What the exercise asks
Repeat every record exactly as given.

Data listing
PR #1618, opened 2022-06-13
Grant permission to polygon apps even if polygon support is not enabled.

0xDaedalus:
Since we granted permission to polygon applications as part of [our latest provider-bridge db migration](https://github.com/tallycash/extension/pull/1580/commits/86639b0c1839d5fa735660456cc25f70d3ca9642) even if polygon support is not enabled - we should be consistent and grant permission to polygon applications when a user grants permission to a dapp even if polygon support is not enabled.


greg-nagy (approved):
ty 🙏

Exercise response
PR #1618, opened 2022-06-13
Grant permission to polygon apps even if polygon support is not enabled.

0xDaedalus:
Since we granted permission to polygon applications as part of [our latest provider-bridge db migration](https://github.com/tallycash/extension/pull/1580/commits/86639b0c1839d5fa735660456cc25f70d3ca9642) even if polygon support is not enabled - we should be consistent and grant permission to polygon applications when a user grants permission to a dapp even if polygon support is not enabled.


greg-nagy (approved):
ty 🙏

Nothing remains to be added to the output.